Exercise prompt: Each record must be repeated exactly as it stands.
====== Supplied records ======
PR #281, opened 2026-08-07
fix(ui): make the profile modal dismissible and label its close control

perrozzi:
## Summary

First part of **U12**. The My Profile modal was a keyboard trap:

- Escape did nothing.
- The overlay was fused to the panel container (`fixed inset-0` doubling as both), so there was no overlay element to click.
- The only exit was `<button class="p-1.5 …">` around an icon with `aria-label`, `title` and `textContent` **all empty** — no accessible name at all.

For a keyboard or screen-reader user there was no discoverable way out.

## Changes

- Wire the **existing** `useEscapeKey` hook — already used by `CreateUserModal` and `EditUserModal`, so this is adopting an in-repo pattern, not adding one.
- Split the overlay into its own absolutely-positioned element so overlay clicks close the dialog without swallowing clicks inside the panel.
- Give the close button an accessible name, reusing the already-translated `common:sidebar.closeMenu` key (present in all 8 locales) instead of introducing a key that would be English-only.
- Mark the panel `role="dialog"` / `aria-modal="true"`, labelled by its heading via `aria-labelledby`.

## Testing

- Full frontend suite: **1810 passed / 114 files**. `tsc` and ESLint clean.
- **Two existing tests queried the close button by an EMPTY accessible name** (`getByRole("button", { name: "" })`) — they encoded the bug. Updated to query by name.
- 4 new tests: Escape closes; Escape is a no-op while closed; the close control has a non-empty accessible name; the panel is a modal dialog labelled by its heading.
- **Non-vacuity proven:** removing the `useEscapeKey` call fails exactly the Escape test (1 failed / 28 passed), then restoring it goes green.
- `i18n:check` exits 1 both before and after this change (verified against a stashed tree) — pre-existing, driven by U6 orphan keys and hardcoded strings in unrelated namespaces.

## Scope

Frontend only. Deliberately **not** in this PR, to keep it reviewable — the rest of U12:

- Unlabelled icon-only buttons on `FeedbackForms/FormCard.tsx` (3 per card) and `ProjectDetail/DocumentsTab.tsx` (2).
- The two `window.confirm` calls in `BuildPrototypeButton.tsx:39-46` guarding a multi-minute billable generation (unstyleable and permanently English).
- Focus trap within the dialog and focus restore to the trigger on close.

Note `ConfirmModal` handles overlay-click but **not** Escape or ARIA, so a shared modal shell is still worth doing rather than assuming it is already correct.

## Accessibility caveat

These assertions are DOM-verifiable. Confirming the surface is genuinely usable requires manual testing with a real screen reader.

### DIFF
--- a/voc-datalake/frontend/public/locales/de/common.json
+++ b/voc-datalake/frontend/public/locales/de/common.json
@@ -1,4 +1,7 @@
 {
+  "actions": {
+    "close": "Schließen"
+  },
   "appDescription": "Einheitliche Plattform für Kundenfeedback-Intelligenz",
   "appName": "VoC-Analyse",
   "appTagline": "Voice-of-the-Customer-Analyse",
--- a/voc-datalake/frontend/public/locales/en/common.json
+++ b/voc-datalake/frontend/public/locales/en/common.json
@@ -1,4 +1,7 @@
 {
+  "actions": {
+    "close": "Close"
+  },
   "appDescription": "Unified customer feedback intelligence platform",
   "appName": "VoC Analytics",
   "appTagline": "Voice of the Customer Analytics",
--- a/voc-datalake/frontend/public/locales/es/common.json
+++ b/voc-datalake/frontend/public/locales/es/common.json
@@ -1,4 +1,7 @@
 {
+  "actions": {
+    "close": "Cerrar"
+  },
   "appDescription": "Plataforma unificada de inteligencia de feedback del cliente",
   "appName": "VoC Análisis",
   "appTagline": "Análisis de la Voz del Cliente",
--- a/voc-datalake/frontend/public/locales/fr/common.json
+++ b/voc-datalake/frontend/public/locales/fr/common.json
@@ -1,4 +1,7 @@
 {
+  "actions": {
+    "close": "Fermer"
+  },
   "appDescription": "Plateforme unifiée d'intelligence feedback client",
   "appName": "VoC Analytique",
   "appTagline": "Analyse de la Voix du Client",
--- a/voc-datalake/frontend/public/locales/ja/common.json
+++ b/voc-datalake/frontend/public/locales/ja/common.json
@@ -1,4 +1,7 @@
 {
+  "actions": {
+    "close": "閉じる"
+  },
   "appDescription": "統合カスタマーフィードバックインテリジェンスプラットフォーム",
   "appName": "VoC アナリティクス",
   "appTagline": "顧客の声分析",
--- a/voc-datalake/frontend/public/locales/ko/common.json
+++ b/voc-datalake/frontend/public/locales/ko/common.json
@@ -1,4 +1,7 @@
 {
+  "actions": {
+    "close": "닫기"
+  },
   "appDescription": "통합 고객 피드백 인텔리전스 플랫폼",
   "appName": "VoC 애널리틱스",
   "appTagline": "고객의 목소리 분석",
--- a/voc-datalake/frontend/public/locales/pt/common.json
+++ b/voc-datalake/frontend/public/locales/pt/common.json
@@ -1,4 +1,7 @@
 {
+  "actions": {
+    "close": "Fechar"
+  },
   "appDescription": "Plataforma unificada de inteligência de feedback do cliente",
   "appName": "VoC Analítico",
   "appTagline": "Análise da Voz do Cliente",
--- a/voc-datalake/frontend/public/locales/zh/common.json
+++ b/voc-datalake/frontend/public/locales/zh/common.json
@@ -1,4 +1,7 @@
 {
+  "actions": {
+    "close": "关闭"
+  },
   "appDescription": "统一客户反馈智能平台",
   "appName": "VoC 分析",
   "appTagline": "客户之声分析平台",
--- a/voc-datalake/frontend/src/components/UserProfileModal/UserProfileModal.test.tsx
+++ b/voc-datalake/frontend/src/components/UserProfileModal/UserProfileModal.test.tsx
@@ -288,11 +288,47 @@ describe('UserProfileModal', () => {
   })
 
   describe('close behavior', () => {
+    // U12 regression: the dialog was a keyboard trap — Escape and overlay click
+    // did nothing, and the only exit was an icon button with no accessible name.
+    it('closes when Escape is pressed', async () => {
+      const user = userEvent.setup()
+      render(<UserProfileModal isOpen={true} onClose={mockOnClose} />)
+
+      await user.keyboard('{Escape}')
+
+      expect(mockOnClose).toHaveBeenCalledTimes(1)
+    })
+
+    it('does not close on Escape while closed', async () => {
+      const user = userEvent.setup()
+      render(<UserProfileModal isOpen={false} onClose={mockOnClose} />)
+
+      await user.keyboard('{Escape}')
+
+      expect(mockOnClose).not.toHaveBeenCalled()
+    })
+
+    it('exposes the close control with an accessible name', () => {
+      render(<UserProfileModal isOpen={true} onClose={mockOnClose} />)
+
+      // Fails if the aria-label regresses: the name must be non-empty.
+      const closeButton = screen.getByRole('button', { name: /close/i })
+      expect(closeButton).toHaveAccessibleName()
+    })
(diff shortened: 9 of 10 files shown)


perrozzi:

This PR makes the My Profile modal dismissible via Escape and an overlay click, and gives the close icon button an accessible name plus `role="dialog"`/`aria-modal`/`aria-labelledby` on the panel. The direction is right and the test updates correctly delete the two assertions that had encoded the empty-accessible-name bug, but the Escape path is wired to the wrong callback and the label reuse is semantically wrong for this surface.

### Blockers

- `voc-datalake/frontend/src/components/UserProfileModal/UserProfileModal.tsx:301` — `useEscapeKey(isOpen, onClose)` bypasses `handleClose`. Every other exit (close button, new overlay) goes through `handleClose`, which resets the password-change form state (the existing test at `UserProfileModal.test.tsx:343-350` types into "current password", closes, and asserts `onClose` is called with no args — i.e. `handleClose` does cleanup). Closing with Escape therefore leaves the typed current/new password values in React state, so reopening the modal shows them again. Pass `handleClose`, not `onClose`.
======
Written answer:
PR #281, opened 2026-08-07
fix(ui): make the profile modal dismissible and label its close control

perrozzi:
## Summary

First part of **U12**. The My Profile modal was a keyboard trap:

- Escape did nothing.
- The overlay was fused to the panel container (`fixed inset-0` doubling as both), so there was no overlay element to click.
- The only exit was `<button class="p-1.5 …">` around an icon with `aria-label`, `title` and `textContent` **all empty** — no accessible name at all.

For a keyboard or screen-reader user there was no discoverable way out.

## Changes

- Wire the **existing** `useEscapeKey` hook — already used by `CreateUserModal` and `EditUserModal`, so this is adopting an in-repo pattern, not adding one.
- Split the overlay into its own absolutely-positioned element so overlay clicks close the dialog without swallowing clicks inside the panel.
- Give the close button an accessible name, reusing the already-translated `common:sidebar.closeMenu` key (present in all 8 locales) instead of introducing a key that would be English-only.
- Mark the panel `role="dialog"` / `aria-modal="true"`, labelled by its heading via `aria-labelledby`.

## Testing

- Full frontend suite: **1810 passed / 114 files**. `tsc` and ESLint clean.
- **Two existing tests queried the close button by an EMPTY accessible name** (`getByRole("button", { name: "" })`) — they encoded the bug. Updated to query by name.
- 4 new tests: Escape closes; Escape is a no-op while closed; the close control has a non-empty accessible name; the panel is a modal dialog labelled by its heading.
- **Non-vacuity proven:** removing the `useEscapeKey` call fails exactly the Escape test (1 failed / 28 passed), then restoring it goes green.
- `i18n:check` exits 1 both before and after this change (verified against a stashed tree) — pre-existing, driven by U6 orphan keys and hardcoded strings in unrelated namespaces.

## Scope

Frontend only. Deliberately **not** in this PR, to keep it reviewable — the rest of U12:

- Unlabelled icon-only buttons on `FeedbackForms/FormCard.tsx` (3 per card) and `ProjectDetail/DocumentsTab.tsx` (2).
- The two `window.confirm` calls in `BuildPrototypeButton.tsx:39-46` guarding a multi-minute billable generation (unstyleable and permanently English).
- Focus trap within the dialog and focus restore to the trigger on close.

Note `ConfirmModal` handles overlay-click but **not** Escape or ARIA, so a shared modal shell is still worth doing rather than assuming it is already correct.

## Accessibility caveat

These assertions are DOM-verifiable. Confirming the surface is genuinely usable requires manual testing with a real screen reader.

### DIFF
--- a/voc-datalake/frontend/public/locales/de/common.json
+++ b/voc-datalake/frontend/public/locales/de/common.json
@@ -1,4 +1,7 @@
 {
+  "actions": {
+    "close": "Schließen"
+  },
   "appDescription": "Einheitliche Plattform für Kundenfeedback-Intelligenz",
   "appName": "VoC-Analyse",
   "appTagline": "Voice-of-the-Customer-Analyse",
--- a/voc-datalake/frontend/public/locales/en/common.json
+++ b/voc-datalake/frontend/public/locales/en/common.json
@@ -1,4 +1,7 @@
 {
+  "actions": {
+    "close": "Close"
+  },
   "appDescription": "Unified customer feedback intelligence platform",
   "appName": "VoC Analytics",
   "appTagline": "Voice of the Customer Analytics",
--- a/voc-datalake/frontend/public/locales/es/common.json
+++ b/voc-datalake/frontend/public/locales/es/common.json
@@ -1,4 +1,7 @@
 {
+  "actions": {
+    "close": "Cerrar"
+  },
   "appDescription": "Plataforma unificada de inteligencia de feedback del cliente",
   "appName": "VoC Análisis",
   "appTagline": "Análisis de la Voz del Cliente",
--- a/voc-datalake/frontend/public/locales/fr/common.json
+++ b/voc-datalake/frontend/public/locales/fr/common.json
@@ -1,4 +1,7 @@
 {
+  "actions": {
+    "close": "Fermer"
+  },
   "appDescription": "Plateforme unifiée d'intelligence feedback client",
   "appName": "VoC Analytique",
   "appTagline": "Analyse de la Voix du Client",
--- a/voc-datalake/frontend/public/locales/ja/common.json
+++ b/voc-datalake/frontend/public/locales/ja/common.json
@@ -1,4 +1,7 @@
 {
+  "actions": {
+    "close": "閉じる"
+  },
   "appDescription": "統合カスタマーフィードバックインテリジェンスプラットフォーム",
   "appName": "VoC アナリティクス",
   "appTagline": "顧客の声分析",
--- a/voc-datalake/frontend/public/locales/ko/common.json
+++ b/voc-datalake/frontend/public/locales/ko/common.json
@@ -1,4 +1,7 @@
 {
+  "actions": {
+    "close": "닫기"
+  },
   "appDescription": "통합 고객 피드백 인텔리전스 플랫폼",
   "appName": "VoC 애널리틱스",
   "appTagline": "고객의 목소리 분석",
--- a/voc-datalake/frontend/public/locales/pt/common.json
+++ b/voc-datalake/frontend/public/locales/pt/common.json
@@ -1,4 +1,7 @@
 {
+  "actions": {
+    "close": "Fechar"
+  },
   "appDescription": "Plataforma unificada de inteligência de feedback do cliente",
   "appName": "VoC Analítico",
   "appTagline": "Análise da Voz do Cliente",
--- a/voc-datalake/frontend/public/locales/zh/common.json
+++ b/voc-datalake/frontend/public/locales/zh/common.json
@@ -1,4 +1,7 @@
 {
+  "actions": {
+    "close": "关闭"
+  },
   "appDescription": "统一客户反馈智能平台",
   "appName": "VoC 分析",
   "appTagline": "客户之声分析平台",
--- a/voc-datalake/frontend/src/components/UserProfileModal/UserProfileModal.test.tsx
+++ b/voc-datalake/frontend/src/components/UserProfileModal/UserProfileModal.test.tsx
@@ -288,11 +288,47 @@ describe('UserProfileModal', () => {
   })
 
   describe('close behavior', () => {
+    // U12 regression: the dialog was a keyboard trap — Escape and overlay click
+    // did nothing, and the only exit was an icon button with no accessible name.
+    it('closes when Escape is pressed', async () => {
+      const user = userEvent.setup()
+      render(<UserProfileModal isOpen={true} onClose={mockOnClose} />)
+
+      await user.keyboard('{Escape}')
+
+      expect(mockOnClose).toHaveBeenCalledTimes(1)
+    })
+
+    it('does not close on Escape while closed', async () => {
+      const user = userEvent.setup()
+      render(<UserProfileModal isOpen={false} onClose={mockOnClose} />)
+
+      await user.keyboard('{Escape}')
+
+      expect(mockOnClose).not.toHaveBeenCalled()
+    })
+
+    it('exposes the close control with an accessible name', () => {
+      render(<UserProfileModal isOpen={true} onClose={mockOnClose} />)
+
+      // Fails if the aria-label regresses: the name must be non-empty.
+      const closeButton = screen.getByRole('button', { name: /close/i })
+      expect(closeButton).toHaveAccessibleName()
+    })
(diff shortened: 9 of 10 files shown)


perrozzi:

This PR makes the My Profile modal dismissible via Escape and an overlay click, and gives the close icon button an accessible name plus `role="dialog"`/`aria-modal`/`aria-labelledby` on the panel. The direction is right and the test updates correctly delete the two assertions that had encoded the empty-accessible-name bug, but the Escape path is wired to the wrong callback and the label reuse is semantically wrong for this surface.

### Blockers

- `voc-datalake/frontend/src/components/UserProfileModal/UserProfileModal.tsx:301` — `useEscapeKey(isOpen, onClose)` bypasses `handleClose`. Every other exit (close button, new overlay) goes through `handleClose`, which resets the password-change form state (the existing test at `UserProfileModal.test.tsx:343-350` types into "current password", closes, and asserts `onClose` is called with no args — i.e. `handleClose` does cleanup). Closing with Escape therefore leaves the typed current/new password values in React state, so reopening the modal shows them again. Pass `handleClose`, not `onClose`.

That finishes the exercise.